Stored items
PR #489, opened 2016-07-27
fix: conflicting options now properly override each other

nfischer:
Found this bug by looking at @ariporad's branch [here](https://github.com/shelljs/shelljs/commit/50e741e2e08e5e521e012d53d1fb3b19bfc0191e#diff-2c36c683dff5798fefed561dbec17803R158). Credit for finding this goes to him.

I added a unit test for it, and sure enough, the unit test won't pass unless this patch is applied.


ariporad:
LGTM!

PR #490, opened 2016-07-27
refactor: switch common.extend() to Object.assign ponyfill

nfischer:
Not a big deal, but I figure we may as well rely on the native implementation when it's available.

We could consider using [this package](https://www.npmjs.com/package/object-assign) instead, but it's probably not a big concern either way.


ariporad:
LGTM

PR #491, opened 2016-07-27
refactor: switch from notUnix to unix in wrap()

nfischer:
This is another refactor idea I got from one of @ariporad's refactors (I forget where exactly).

Instead of specifying `notUnix: true`, this specifies `unix: false` (probably a bit clearer down the road).


ariporad:
LGTM!

ariporad:
Force-merging this because LGTM isn't working.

*TASK INSTRUCTIONS*
Could you output, exactly and with nothing else, the lines from the start of the records through the line containing "PR #491, opened 2016-07-27"?

*SOLUTION FOR THIS TASK*
PR #489, opened 2016-07-27
fix: conflicting options now properly override each other

nfischer:
Found this bug by looking at @ariporad's branch [here](https://github.com/shelljs/shelljs/commit/50e741e2e08e5e521e012d53d1fb3b19bfc0191e#diff-2c36c683dff5798fefed561dbec17803R158). Credit for finding this goes to him.

I added a unit test for it, and sure enough, the unit test won't pass unless this patch is applied.


ariporad:
LGTM!

PR #490, opened 2016-07-27
refactor: switch common.extend() to Object.assign ponyfill

nfischer:
Not a big deal, but I figure we may as well rely on the native implementation when it's available.

We could consider using [this package](https://www.npmjs.com/package/object-assign) instead, but it's probably not a big concern either way.


ariporad:
LGTM

PR #491, opened 2016-07-27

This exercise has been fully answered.